En 1999, toute une génération de joueurs a pu découvrir un nouveau jeu de skateboard portant le nom d’une star incontestée de la discipline, à savoir Tony Hawk. Véritable phénomène sur la PlayStation première du nom, la licence a été déclinée en plusieurs opus sur bien des supports par la suite. Surexploitée, elle a fini par lasser les joueurs, à tel point qu’Activision a fait en sorte de remplacer Neversoft aux commandes de celle-ci. C’est donc Robomodo qui a pris la relève. Mais les opus Shred et Ride ont fait des flops commerciaux et critiques, ce qui n’a fait que ternir encore plus le blason de la série. Face à une concurrence qui a réussi à percer pendant un temps, avant de lâcher l’affaire, Acti a tenu à garder sa licence en vie en jouant sur l’idée des portages/remakes. Ainsi est né Tony Hawk's Pro Skater HD, un mixe entre les deux premiers opus de la licence. Reste à voir si les développeurs ont fait du bon travail…

Assemblage et bricolage




Tony Hawk's Pro Skater HD n’est ni un portage des deux premiers Tony Hawk’s, ni un remake. Il s’agit plutôt d’un mixe des deux opus remis au goût du jour. Au niveau du contenu, on retrouve sept niveaux (dont six à débloquer) qui font partie des préférences des fans de la licence qui ont répondu à un sondage lancé par les développeurs. Les connaisseurs peuvent ainsi retrouver l’Entrepôt, le Centre commercial et Downhill Jam issus du premier volet, ainsi que l’Ecole II, le Hangar, Venice Beach et Marseille issus du second. Pour l’occasion, le casting a été rafraîchi et les amateurs ont l’opportunité de débloquer quatre personnages bonus, donc le célèbre officier Dick et la version de 1999 de Tony Hawk. D’autres bonus sont à déverrouiller (les codes sont aussi de mise), comme l’équilibre infini pour les grinds, le skateur fantôme, le ralenti, etc. Dans tous les cas, si l’un de ces derniers paramètres est activé, la sauvegarde est quant à elle désactivée. Au niveau des modes de jeu, on retrouve le traditionnel mode Carrière qui demande de remplir certains objectifs sur chaque niveau (score, DVD secret à trouver – à la place de la cassette –, lettres S.K.A.T.E. à dénicher et objectifs plus spécifiques), et de récolter les billets qui traînent ci et là. Il faut grosso modo entre une heure et demie et deux heures pour parcourir d’un trait le mode carrière avec un personnage.

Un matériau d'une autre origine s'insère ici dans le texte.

Issue #331, opened 2019-02-28
[Feature Request] Manual import of subtitles


xfouloux:
Hi,

would it be possible to add the capability to upload subtitles manually for an episode, or a complete season ?
Bazarr would then handle the renaming of the subtitle to match the episode name

Maybe a bit like Lidarr does by matching tracks for season upload if file match does not succeed.

Thanks

sotiris-bos:
+100 for this. When I am away and me or a friend wants to watch something, it is a pain adding subtitles when all other options are exhausted.

Having bazarr on the open internet through a reverse proxy (ideally organizr 2 for authentication) and the ability to manually add subtitles instead of having to vpn to the machine and scp or samba copy subtitles would be so very helpful.

morpheus65535:
Now in dev branch with #512 .

PR #512, opened 2019-08-12
[Feature] Subtitle Upload

edualm:
Follow-up to PR #510.

This pull requests allows for subtitles to be uploaded from the web browser to the server running bazarr.

This is useful for cases where a subtitle can't be found on one of the providers built-in to bazarr.

### DIFF
--- a/bazarr/main.py
+++ b/bazarr/main.py
@@ -2092,7 +2092,7 @@ def perform_manual_upload_subtitle_movie():
             history_log_movie(4, radarrId, message, path, language_code, provider, score)
             send_notifications_movie(radarrId, message)
             store_subtitles_movie(unicode(moviePath))
-            list_missing_subtitles(radarrId)
+            list_missing_subtitles_movies(radarrId)
         
         redirect(ref)
     except OSError:
--- a/bazarr/main.py
+++ b/bazarr/main.py
@@ -61,7 +61,7 @@ from get_episodes import *
 from list_subtitles import store_subtitles, store_subtitles_movie, series_scan_subtitles, movies_scan_subtitles, \
     list_missing_subtitles, list_missing_subtitles_movies
 from get_subtitle import download_subtitle, series_download_subtitles, movies_download_subtitles, \
-    manual_search, manual_download_subtitle
+    manual_search, manual_download_subtitle, manual_upload_subtitle
 from utils import history_log, history_log_movie
 from scheduler import *
 from notifier import send_notifications, send_notifications_movie
@@ -123,6 +123,8 @@ session_opts = {
 }
 app = SessionMiddleware(app, session_opts)
 login_auth = settings.auth.type
+
+allowed_subtitle_upload_formats = ('.srt', '.smi', '.ssa', '.ass', '.vtt')
 
 
 def custom_auth_basic(check):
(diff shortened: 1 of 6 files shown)


edualm:
Some things you may want to take a closer look at while reviewing the PR:

 - `bazarr/main.py#127` - I hard-coded some subtitle types that could be uploaded because I couldn't find a list of formats anywhere in the source code.
 - `bazarr/main.py#1954` - Score is `1000` as I just wanted it to be a big number for it not to be automatically replaced by a "better version", but I'm not sure if this is correct or not.

morpheus65535:
First one: `from subliminal_patch.core import SUBTITLE_EXTENSIONS`

Second one: 
- Max score for episode = 360: https://github.com/morpheus65535/bazarr/blob/70306519467c30c0628b7db2bf120fbc31aeb4c4/libs/subliminal/score.py#L38
- Max score for movie = 120: https://github.com/morpheus65535/bazarr/blob/70306519467c30c0628b7db2bf120fbc31aeb4c4/libs/subliminal/score.py#L42

morpheus65535:
Did you try to let's Subliminal compute the score for your subtitles against the episode/movie using this: https://github.com/morpheus65535/bazarr/blob/70306519467c30c0628b7db2bf120fbc31aeb4c4/libs/subliminal/score.py#L84

edualm:
I've changed the code per your comments.

As for using `compute_score` - I think it's best if we force the max score here, since if the user manually uploaded a subtitle, it should always be better than anything we were able to automatically find, right? Also, at that point, I don't know any metadata about the subtitle (since a file is manually uploaded), so I don't see how that function could be used in this case.

Please let me know if you want me to do any more changes!

bazarr/main.py
```diff
@@ -1917,6 +1918,49 @@ def manual_get_subtitle():
...
+                                        media_type='series',
+                                        subtitle=upload)
+        
+        if result is not None:
+            message = result[0]
+            path = result[1]
+            language_code = language
+            provider = "manual"
+            score = 360
+            history_log(2, sonarrSeriesId, sonarrEpisodeId, message, path, language_code, provider, score)
```
morpheus65535: I would define a new action here (0=delete, 1=download, 2=manual_download, 3=upgrade). $ would be manual upload. As we only upgrade those with action 1, 2 or 3, manually uploaded subs will never be upgraded. You can also have a dedicated icon in history view.

views/episodes.tpl
```diff
@@ -392,6 +398,38 @@
...
+			<div class="header">
+				<span id="series_title_span_u"></span> - <span id="season_u"></span>x<span id="episode_u"></span> - <span id="episode_title_u"></span>
+			</div>
+			<div class="scrolling content">
+				<form class="ui form" name="upload_form" id="upload_form" action="{{base_url}}manual_upload_subtitle" method="post" enctype="multipart/form-data">
+					<div class="field">
+						<label>Language</label>
+						<select class="ui search dropdown" name="language">
+							%for language in subs_languages_list:
+							<option value="{{language}}">{{language_from_alpha2(language)}}</option>
```
morpheus65535: What about forced subtitles? They are stored as `en:forced`.

views/movie.tpl
```diff
@@ -354,6 +355,37 @@
...
+			<div class="header">
+				<span id="movie_title_upload_span"></span>
+			</div>
+			<div class="scrolling content">
+				<form class="ui form" name="upload_form" id="upload_form" action="{{base_url}}manual_upload_subtitle_movie" method="post" enctype="multipart/form-data">
+					<div class="field">
+						<label>Language</label>
+						<select class="ui search dropdown" name="language">
+							%for language in subs_languages_list:
+							<option value="{{language}}">{{language_from_alpha2(language)}}</option>
```
morpheus65535: Forced subs?

morpheus65535:
I'm going to run it tonight but as of now it looks good. Thanks for your work!

This should close #331 .

edualm:
Implemented a way for forced subtitles to be able to be uploaded too.

bazarr/main.py
```diff
@@ -2009,6 +2055,50 @@ def manual_get_subtitle_movie():
...
+        if result is not None:
+            message = result[0]
+            path = result[1]
+            language_code = language + ":forced" if forced else language
+            provider = "manual"
+            score = 120
+            history_log_movie(4, radarrId, message, path, language_code, provider, score)
+            send_notifications_movie(radarrId, message)
+            store_subtitles_movie(unicode(moviePath))
+            list_missing_subtitles(radarrId)
```
morpheus65535: This need to be ' list_missing_subtitles_movie(radarrId)'

morpheus65535:
I haven’t forgotten you. I’m out of town but I should look at it in the next days!

morpheus65535:
You should initiate your select dropdown like this: https://github.com/morpheus65535/bazarr/blob/9a7372c880ff3f6d0f51e38c8f9397e9e027c2fd/views/episodes.tpl#L484-L486

You didn't add an hearing-impaired toggle?

I would like to have a two columns design like in config_dialog modal (excluding the poster of course): label on the left and value on the right. You should look at grid/row/column tag used in config_dialog.

Thanks!

edualm:
I did not add an HI toggle, as I don't see a way for subtitles to be saved as HI or normal - since we're uploading files directly from the user computer, this info seems to be irrelevant as it's not stored... Unless I'm missing something.

morpheus65535:
> I did not add an HI toggle, as I don't see a way for subtitles to be saved as HI or normal - since we're uploading files directly from the user computer, this info seems to be irrelevant as it's not stored... Unless I'm missing something.

LOL you are totally right and I should have drink at least a coffee before adding this comment! :-D

edualm:
@morpheus65535 Happens to the best of us :p I fixed the layout of the modal, except the select dropdown - I'm not being able to style it and not toggle the AJAX loader at the same time... Would you mind fixing that? Thanks!

morpheus65535:
Should be all good now. Please confirm and I'll merge it.

edualm:
Looks good!

Just a small issue, that also happened with me while I was trying to implement it: when you open the modal, the dropdown is automatically toggled and appears. Is that the behavior you want?

morpheus65535:
I've added the `autofocus: false` to each modal as it was not applied correctly using the `.modal` class name. Should be good now.

edualm:
Perfect. :)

Bien entendu, cette durée est variable, selon que vous vous souveniez des opus originaux (rien n’a bougé) ou que vous les découvriez. Le but, c’est bien entendu de remplir tous les objectifs de chaque niveau, et ce avec chaque personnage. C’est répétitif, tout le monde ne se forcera pas à refaire sans cesse des sessions de deux minutes jusqu’à tout boucler, mais c’est le principe de l’époque qui a été conservé. Avec l’argent récolté, on peut notamment booster les stats de notre personnage, s’acheter de nouveaux tricks, voire des mouvements spéciaux à attribuer à des emplacements (combinaisons de touches) vides, ou encore des skates. En revanche, on regrette qu’au lieu d’avoir un éditeur de personnage, le seul petit plus niveau casting soit la possibilité de jouer avec son Avatar (ce qui désactive le sang lors des chutes). Celui-ci ne s’intègre pas forcément bien à l’univers et, à vrai dire, on s’en serait bien passé. Histoire de permettre aux joueurs de rentabiliser leur achat, le titre étant tout de même affiché à 1200 MSP, soit à une quinzaine d’euros, les développeurs ont ajouté un mode skate libre, un mode destiné au scoring, des classements et deux autres modes un peu plus spéciaux. Dans le mode Survie, il faut absolument tout faire pour dégonfler la tête de son perso. Au fil du temps, celle-ci gonfle et, arrivée à un taux de 100%, elle explose. Pour ralentir le processus, on est obligé de faire toujours plus de combinaisons de tricks.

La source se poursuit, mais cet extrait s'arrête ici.